YOUR ASSIGNMENT:
Tally up the lines below with "hash" in them. Answer with the number only.

DATA RECORDS:
----------

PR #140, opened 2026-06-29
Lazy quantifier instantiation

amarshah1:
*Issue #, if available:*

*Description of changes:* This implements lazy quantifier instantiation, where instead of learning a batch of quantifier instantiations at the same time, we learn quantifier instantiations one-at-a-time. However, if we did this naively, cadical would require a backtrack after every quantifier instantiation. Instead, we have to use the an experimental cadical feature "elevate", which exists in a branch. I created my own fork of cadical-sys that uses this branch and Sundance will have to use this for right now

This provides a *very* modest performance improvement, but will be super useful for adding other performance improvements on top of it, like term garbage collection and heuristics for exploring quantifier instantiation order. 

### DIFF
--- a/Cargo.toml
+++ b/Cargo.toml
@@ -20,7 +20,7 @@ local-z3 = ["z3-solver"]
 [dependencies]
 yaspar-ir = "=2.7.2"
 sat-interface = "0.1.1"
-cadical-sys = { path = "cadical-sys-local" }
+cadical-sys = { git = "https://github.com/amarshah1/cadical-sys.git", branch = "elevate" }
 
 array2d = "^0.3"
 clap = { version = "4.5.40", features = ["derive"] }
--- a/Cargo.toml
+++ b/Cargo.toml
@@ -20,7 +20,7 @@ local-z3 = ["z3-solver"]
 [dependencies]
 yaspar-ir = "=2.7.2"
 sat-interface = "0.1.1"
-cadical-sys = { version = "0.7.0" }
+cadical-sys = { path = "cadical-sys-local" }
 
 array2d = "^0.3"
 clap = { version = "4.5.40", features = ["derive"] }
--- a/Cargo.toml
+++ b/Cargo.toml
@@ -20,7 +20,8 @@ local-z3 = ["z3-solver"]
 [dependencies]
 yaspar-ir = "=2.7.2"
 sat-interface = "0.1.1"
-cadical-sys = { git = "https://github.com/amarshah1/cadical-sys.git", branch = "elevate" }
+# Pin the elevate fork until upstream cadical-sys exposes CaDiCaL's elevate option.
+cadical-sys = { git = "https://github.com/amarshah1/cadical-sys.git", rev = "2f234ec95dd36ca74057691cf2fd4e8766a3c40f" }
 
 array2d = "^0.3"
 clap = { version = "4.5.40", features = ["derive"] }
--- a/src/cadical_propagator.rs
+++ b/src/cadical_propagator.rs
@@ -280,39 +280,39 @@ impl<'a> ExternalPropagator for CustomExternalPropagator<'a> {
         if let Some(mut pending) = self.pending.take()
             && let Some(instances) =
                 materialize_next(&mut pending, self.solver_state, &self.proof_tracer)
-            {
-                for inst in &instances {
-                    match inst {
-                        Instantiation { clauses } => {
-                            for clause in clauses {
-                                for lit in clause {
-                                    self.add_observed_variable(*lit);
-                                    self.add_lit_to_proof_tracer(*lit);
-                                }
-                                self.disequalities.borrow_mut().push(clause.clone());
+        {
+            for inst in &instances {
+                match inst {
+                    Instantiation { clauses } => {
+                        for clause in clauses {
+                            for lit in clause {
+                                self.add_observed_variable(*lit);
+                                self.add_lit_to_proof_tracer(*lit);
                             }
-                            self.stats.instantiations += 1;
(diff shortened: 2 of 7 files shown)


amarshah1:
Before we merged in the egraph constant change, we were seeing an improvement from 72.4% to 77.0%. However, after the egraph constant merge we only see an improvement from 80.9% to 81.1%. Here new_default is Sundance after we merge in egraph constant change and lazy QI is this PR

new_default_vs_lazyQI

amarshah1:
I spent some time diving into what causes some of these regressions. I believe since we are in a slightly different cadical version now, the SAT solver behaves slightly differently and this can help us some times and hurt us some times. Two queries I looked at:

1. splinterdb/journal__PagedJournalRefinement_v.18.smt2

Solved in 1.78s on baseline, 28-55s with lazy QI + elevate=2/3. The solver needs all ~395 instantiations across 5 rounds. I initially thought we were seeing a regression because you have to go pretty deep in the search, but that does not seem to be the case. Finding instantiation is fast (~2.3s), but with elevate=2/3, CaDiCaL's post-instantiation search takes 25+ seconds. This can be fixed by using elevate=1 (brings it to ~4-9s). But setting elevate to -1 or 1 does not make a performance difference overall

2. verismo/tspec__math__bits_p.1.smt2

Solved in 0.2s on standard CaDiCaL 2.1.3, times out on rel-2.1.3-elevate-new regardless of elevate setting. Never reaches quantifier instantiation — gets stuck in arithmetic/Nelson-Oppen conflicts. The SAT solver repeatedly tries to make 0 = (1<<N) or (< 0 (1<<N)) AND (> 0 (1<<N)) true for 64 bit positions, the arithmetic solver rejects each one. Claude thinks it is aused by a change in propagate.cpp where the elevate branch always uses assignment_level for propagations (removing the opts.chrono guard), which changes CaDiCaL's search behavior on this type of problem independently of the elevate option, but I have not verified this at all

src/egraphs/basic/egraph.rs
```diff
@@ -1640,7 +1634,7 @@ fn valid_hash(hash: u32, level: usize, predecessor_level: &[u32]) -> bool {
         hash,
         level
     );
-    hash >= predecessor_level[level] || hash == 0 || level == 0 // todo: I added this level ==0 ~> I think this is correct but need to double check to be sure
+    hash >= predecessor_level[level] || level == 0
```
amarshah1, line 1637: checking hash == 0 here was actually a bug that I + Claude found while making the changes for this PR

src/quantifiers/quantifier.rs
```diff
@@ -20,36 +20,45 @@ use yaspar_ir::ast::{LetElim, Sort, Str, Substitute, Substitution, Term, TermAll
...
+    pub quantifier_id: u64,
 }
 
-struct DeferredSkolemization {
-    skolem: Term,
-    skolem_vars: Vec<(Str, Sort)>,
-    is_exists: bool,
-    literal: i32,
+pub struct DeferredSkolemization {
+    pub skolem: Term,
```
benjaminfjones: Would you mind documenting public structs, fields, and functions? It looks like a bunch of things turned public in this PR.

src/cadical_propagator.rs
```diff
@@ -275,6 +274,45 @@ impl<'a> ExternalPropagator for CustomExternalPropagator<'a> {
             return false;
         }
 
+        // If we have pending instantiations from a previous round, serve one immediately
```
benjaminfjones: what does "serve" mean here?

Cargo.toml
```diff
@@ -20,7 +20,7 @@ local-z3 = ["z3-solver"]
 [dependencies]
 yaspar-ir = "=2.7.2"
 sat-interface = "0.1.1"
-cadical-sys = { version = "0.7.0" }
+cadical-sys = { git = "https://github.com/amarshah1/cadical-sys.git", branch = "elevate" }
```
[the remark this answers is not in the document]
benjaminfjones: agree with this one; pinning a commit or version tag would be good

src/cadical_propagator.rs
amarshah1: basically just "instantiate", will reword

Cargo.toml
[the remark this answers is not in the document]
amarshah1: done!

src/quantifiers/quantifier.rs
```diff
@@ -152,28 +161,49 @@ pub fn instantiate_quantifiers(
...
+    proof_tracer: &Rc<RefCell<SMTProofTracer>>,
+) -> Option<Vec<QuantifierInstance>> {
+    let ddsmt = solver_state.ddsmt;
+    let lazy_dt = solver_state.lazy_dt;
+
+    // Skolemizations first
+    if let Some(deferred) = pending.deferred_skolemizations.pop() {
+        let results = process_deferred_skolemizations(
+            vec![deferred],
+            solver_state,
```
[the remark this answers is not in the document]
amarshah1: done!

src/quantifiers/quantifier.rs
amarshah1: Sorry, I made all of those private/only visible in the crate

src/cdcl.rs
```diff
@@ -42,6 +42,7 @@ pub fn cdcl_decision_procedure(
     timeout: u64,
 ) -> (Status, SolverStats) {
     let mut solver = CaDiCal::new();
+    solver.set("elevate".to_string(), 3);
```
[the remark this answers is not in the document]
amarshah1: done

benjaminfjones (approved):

----------

COMPLETED TASK:
5